Rami's perspective on Open Source AI is shaped by two prior companies, several years of investing, and a habit of writing the work down.
Short definition. Open Source AI: where open weights, hosted inference, and edge models intersect for product builders.
Open Source AI rewards composition over reinvention. Rami's working pattern is to wire together primitives that already exist, then add the smallest amount of glue possible.
How Rami works on Open Source AI
The texture of Open Source AI in practice is mostly small, repeated decisions. Alma evaluates open-weights models (Kimi K2.5, Qwen, others) in production via 50/50 traffic splits — the kind of work that argues for sovereignty without isolation. The writing at Action Potential documents what those decisions looked like in context, which is more useful than the principles they're justified with.
Where this shows up in his writing
Correction-free logs is the only metric that aligns model output with what users actually wanted.
— Rami Alhamad, shipping multi agent system to production
Once work becomes file-shaped, it starts to behave more like software. It gets version history. Diffs. Authorship. Review. Reverts.

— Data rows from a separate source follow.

PR #1725, opened 2024-03-07
Improve bounds checking in rfc1035NameUnpack

kinkie:
Code audit by Peter J Philipp found that under certain conditions
it is possible to craft a DNS message which causes Squid to read
one extra byte.
Add an extra check to prevent this from happening

### DIFF
--- a/src/dns/rfc1035.cc
+++ b/src/dns/rfc1035.cc
@@ -265,6 +265,11 @@ rfc1035NameUnpack(const char *buf, size_t sz, unsigned int *off, unsigned short 
                 RFC1035_UNPACK_DEBUG;
                 return 1;
             }
+            /* before copying sizeof(unnsigned short), ensure we respect bounds */
+            if ((*off) + sizeof(s) > sz) {
+                RFC1035_UNPACK_DEBUG;
+                return 1;
+            }
             memcpy(&s, buf + (*off), sizeof(s));
             s = ntohs(s);
             (*off) += sizeof(s);


src/dns/rfc1035.cc
```diff
@@ -265,6 +265,11 @@ rfc1035NameUnpack(const char *buf, size_t sz, unsigned int *off, unsigned short
...
                 return 1;
             }
+            /* before copying compression offset value, ensure it is inside the buffer */
+            if ((*off) + sizeof(s) > sz) {
+                RFC1035_UNPACK_DEBUG;
+                return 1;
+            }
             memcpy(&s, buf + (*off), sizeof(s));
             s = ntohs(s);
             (*off) += sizeof(s);
```
rousskov, line 275: AFAICT, the `if` statement misleadingly described as a "sanity check" below this line (I cannot attach a change request there) should now be removed or converted into a (paranoid) assertion:

```C++
if ((*off) + sizeof(s) > sz) return; // OK: new check
(*off) += sizeof(s);
if ((*off) > sz) return; // XXX: old check that we are now doing earlier
```

I suggest removing that old check (i.e. not adding a paranoid assertion).

rousskov (changes requested):
Thank you for posting this fix. If Peter wants to be credited beyond the commit message, please do not forget to adjust PR metadata accordingly.

I polished PR description (including to use name punctuation from emails) and pushed a minor comment adjustment. Please adjust further as needed.

AFAICT, we are effectively moving an existing check here. My change request is meant to finalize that move. I can remove that code myself if you prefer, but I thought it might be easier to discuss it before that removal...

src/dns/rfc1035.cc
kinkie: I agree it is effectively a duplicate check, and can be removed

rousskov:
> If Peter wants to be credited beyond the commit message, please do not forget to adjust PR metadata accordingly.

@kinkie, just to avoid a misunderstanding: I have approved this PR, but I do not intend to clear it for merging due to the above concern. The ball is on your side.

PR #1728, opened 2024-03-09
ESI: Disable by default

yadij:


rousskov (changes requested):
Thank you for implementing this long overdue change!

kinkie (dismissed):
❤️

configure.ac
```diff
@@ -820,19 +820,22 @@ AC_ARG_ENABLE(delay-pools,
...
+                 [Enable ESI for accelerators. ESI requires expat or xml2 library.
                   Enabling ESI will cause squid reverse proxies to be capable
-                  of the Edge Acceleration Specification (www.esi.org).]),
-                 [squid_opt_use_esi=$enableval],[])
+                  of the Edge Acceleration Specification (www.esi.org).])
+],[
+  SQUID_YESNO($enableval,[--enable-esi])
+])
+AC_MSG_NOTICE([Enable ESI processor: ${enable_esi:=no (auto)}])
+AC_DEFINE_UNQUOTED(USE_SQUID_ESI,(HAVE_LIBEXPAT||HAVE_LIBXML2))
```
rousskov, line 833:
```C++
/* Define to 1 if you have the expat library */
/* #undef HAVE_LIBEXPAT */

#define USE_SQUID_ESI (HAVE_LIBEXPAT||HAVE_LIBXML2)
```

We should not define USE_SQUID_ESI in terms of other macros, especially often-undefined macros. I am not going to block this PR because it has a huge value of disabling ESI by default, but please change USE_SQUID_ESI value to be based on enable_esi alone.

rousskov (commented):
> [yadij](https://github.com/yadij) dismissed [rousskov](https://github.com/rousskov)’s [stale review](https://github.com/squid-cache/squid/pull/1728#pullrequestreview-1926575682) March 11, 2024 06:13

Please never dismiss my negative reviews (regardless of whether you think you have addressed all of my concerns).

configure.ac
yadij: No. That suggestion would cause compiler errors with `--enables-esi --without-expat --without-xml2` or equivalent missing-library build environments.
This simple definition replaces the complex and delicate nested set of `AS_IF` clauses that were at line 881. In a way which cannot ever produce a wrong (mis)match.

FTR; supporting non-defined conditionals such as you seem worried about are why we prohibit `#ifndef` for testing these wrappers. See all the existing .cc file checks like `#if USE_SQUID_ESI && HAVE_EXPAT` - when either or both of the macros may be undefined.

... and yes I have thoroughly tested this.

rousskov: > No. That suggestion would cause compiler errors with `--enables-esi --without-expat --without-xml2` or equivalent missing-library build environments.

The combination of ./configure options you are probably thinking about will not cause compiler errors AFAICT; it will cause ./configure "ESI processor requires libxml2 or libexpat" errors, and that is the expected/desired outcome:

```sh
AS_IF([test "x$enable_esi" = "xyes" -a "x$LIBXML2_LIBS" = "x" -a "x$LIBEXPAT_LIBS" = "x"],[
  AC_MSG_ERROR([ESI processor requires libxml2 or libexpat])
])
```

> This simple definition replaces the complex and delicate nested set of `AS_IF` clauses that were at line 881.

The `enable_esi`-based definition I am rooting for ought to be simple as well.

> In a way which cannot ever produce a wrong (mis)match.

That assertion is false: The PR version will fail if some other code starts using one of the two libraries. As we discussed elsewhere recently, a particular library use is a separate concern from ESI use, even though current ESI code does require one of the two libraries and even though no other current code uses those libraries.

yadij: Done in [c7cd396](https://github.com/squid-cache/squid/pull/1728/commits/c7cd39690b35be19ee7d86625fcb74bd633cfcc0)

rousskov (commented):
Thank you.

kinkie (approved):

PR #1729, opened 2024-03-09
Implement iterator for wordlist

kinkie:
Also removed ToSBufList(): Unused since inception (2013 commit 6a17a36).


kinkie:
First use case is a refactoring of ErrorState::Dump which will be forthcoming (it's already implemented)

kinkie:
I guess the main debate point is whether we should use the stream fill character as separator, or wether we should hardcode space or something else.

yadij:
Not objecting, just wondering if we are better off converting `wordlist` to another type when we run into them.

kinkie:
> Not objecting, just wondering if we are better off converting `wordlist` to another type when we run into them.

My attempts in the past have resulted in being rabbit holes. My plan is that by implementing quick-win higher level abstractions, it will make the replacement easier

src/wordlist.h
```diff
@@ -65,5 +67,7 @@ char *wordlistChopHead(wordlist **);
 /// convert a wordlist to a SBufList
 SBufList ToSBufList(wordlist *);
 
+std::ostream& operator<<(std::ostream &os, const wordlist wl);
```
rousskov, line 70: If possible, please specialize AsList<wordlist> instead. AFAICT, doing so will fix at least three problems with the current PR code, offer more formatting flexibility to callers, and reduce future code changes related to wordlist elimination from Squid.

When specializing, please try to avoid duplicating the existing manipulator.container [loop](https://github.com/squid-cache/squid/blob/6410d312077b71a1f5f619390c2d467b1fe4dc74/src/base/IoManip.h#L203-L213). Instead, try adding worldlist::begin(), worldlist::end() (at least).

rousskov (changes requested):

rousskov:
> > just wondering if we are better off converting `wordlist` to another type when we run into them.

> implementing quick-win higher level abstractions, it will make the replacement easier

Yes, wordlist should be converted, and, yes, individual conversions are often difficult. This PR (if done correctly) may help during transition to better container types. I hope that this PR can move wordlist closer to standard container APIs (that can be reused during future conversions) instead of adding special (i.e. wordlist-only) "higher level abstractions" (that would then need to be converted again). I left the corresponding [change request](https://github.com/squid-cache/squid/pull/1729#discussion_r1518881823).

src/wordlist.h
kinkie: Done.

Build-tested with this (why, oh why doesn't github support stacked diffs!)

```
diff --git a/src/errorpage.cc b/src/errorpage.cc
index a56998dd72..5f35a5e44a 100644
--- a/src/errorpage.cc
+++ b/src/errorpage.cc
@@ -10,6 +10,8 @@
 
 #include "squid.h"
 #include "AccessLogEntry.h"
+#include "base/IoManip.h"
+#include "base/PackableStream.h"
 #include "cache_cf.h"
 #include "clients/forward.h"
 #include "comm/Connection.h"
@@ -864,7 +866,9 @@ ErrorState::Dump(MemBuf * mb)
         str.appendf("FTP Request: %s\r\n", ftp.request);
         str.appendf("FTP Reply: %s\r\n", (ftp.reply? ftp.reply:"[none]"));
         str.append("FTP Msg: ", 9);
-        wordlistCat(ftp.server_msg, &str);
+        PackableStream s(str);
+        s << AsList(*(ftp.server_msg));
+        // wordlistCat(ftp.server_msg, &str);
         str.append("\r\n", 2);
     }
 ```

File: src/wordlist.h [hunk 2]
```diff
@@ -12,6 +12,28 @@
 #include "globals.h"
 #include "sbuf/List.h"
 
+#include <iterator>
+
+class wordlist;
+
+class WordlistIterator
+{
+    const wordlist *w;
```
yadij, line 21: Class layout style require this to be in an explicit `private:` section at the end of the class.

src/wordlist.h
```diff
@@ -20,6 +42,7 @@ class wordlist
 {
     MEMPROXY_CLASS(wordlist);
     friend char *wordlistChopHead(wordlist **);
+    using iterator = WordlistIterator;
```
yadij, line 45: It this needed? it appears unused. Or perhapse the `begin()` and `end()` methods should return `iterator` instead.

yadij (changes requested):

src/wordlist.h
kinkie: added

yadij (changes requested):

kinkie:
I’ll recheck I pushed. Thanks and sorry

@mobile

src/wordlist.h
```diff
@@ -62,8 +91,18 @@ void wordlistDestroy(wordlist **);
  */
 char *wordlistChopHead(wordlist **);
 
-/// convert a wordlist to a SBufList
-SBufList ToSBufList(wordlist *);
```
rousskov, line 66: This removal is outside this PR scope, and I do not insist on it. I removed ToSBufList() because, if it stays, then its implementation should be modified to use the new iterator. Reverting the last branch commit (25e74e7) will re-introduce that modification.

This comment does not request any changes.

src/wordlist.cc
```diff
@@ -34,21 +34,8 @@ wordlistAdd(wordlist ** list, const char *key)
...
-ToSBufList(wordlist *wl)
-{
-    SBufList rv;
-    while (wl != nullptr) {
-        rv.push_back(SBuf(wl->key));
-        wl = wl->next;
-    }
-    return rv;
+    for (const auto &word: *w)
+        mb->appendf("%s\n", word);
```
rousskov, line 38: A few other places can be converted to use the new iterators, but I do not think they should be converted (in this PR). IMO,. it makes sense to convert this internal worldlist code from dogfooding point of view, but other code is not trivial to convert and/or should be refactored to avoid worldlist in the first place.

This comment does not request any changes.

rousskov (approved):
I have committed a few minor fixes and polishing touches. I have adjusted PR description accordingly. @kinkie, please adjust further as needed and merge when you are happy with the code.

src/wordlist.h
kinkie: I think wordlist has a functional place, and SBufList should take that place.
I agree the implementation of the converter should be moved to the iterator, so I'm okay with the removal,
reimplementation can happen when needed.

kinkie:
@yadij are you satisfied with the current shape of the code?

yadij (approved):

src/wordlist.h
```diff
@@ -29,7 +28,7 @@ class WordlistIterator
     auto operator ==(const WordlistIterator &rhs) const { return this->w == rhs.w; }
     auto operator !=(const WordlistIterator &rhs) const { return this->w != rhs.w; }
 
-    inline reference operator *() const;
+    inline value_type operator *() const;
```
rousskov, line 30: FTR: We were forced to return value_type here (and, hence, remove std::input_iterator_tag iterator_category) because of unexplained build [failure](https://build.squid-cache.org/job/5-pr-test/7163/COMPILER=gcc,OS=centos-stream-8,label=pr-test-builder/console) with GCC on centos-stream-8:

```
20:02:14 ../../../../src/wordlist.h: In member function 'const char* const& WordlistIterator::operator*() const':
20:02:14 ../../../../src/wordlist.h:104:15: error: returning reference to temporary [-Werror=return-local-addr]
20:02:14      return w->key;
```

rousskov (approved):

PR #1733, opened 2024-03-12
Fix ./configure after strnstr() replacement removal

rousskov:
configure: line 51104: SQUID_CHECK_FUNC_STRNSTR: command not found

The macro call should have been removed in recent commit 9d3433c.


kinkie (approved):
thanks for catching this

PR #424, opened 2017-09-06
Rewrite Configable docstrings

vEpiphyte:
Update configable docstrings.  Biggest note is the addition of the race condition warning for onConfOptSet() functions.

### DIFF
--- a/synapse/lib/config.py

— Rami Alhamad, the commit graph escapes engineering
What Rami is reading on Open Source AI
The most up-to-date reading on Open Source AI from Rami's perspective is at Action Potential and in the concept pages on this site.
For the longer version, see Action Potential and the library of related pieces.
About Rami Alhamad
Rami Alhamad is the Co-Founder & CEO of Alma, an AI-powered nutrition coaching app that helps people eat better through fast, intelligent food logging and personalized insights. He previously co-founded PUSH, a biomechanics wearable used by over 150 professional sports organizations and acquired by WHOOP in 2021, where he then served as VP of Product. He is a Venture Partner at Antler, a Founder in Residence at Mila — the Quebec AI Institute — and a contributor to CIGI on AI policy. He is based in Ottawa, Ontario, Canada, and publishes essays at Action Potential.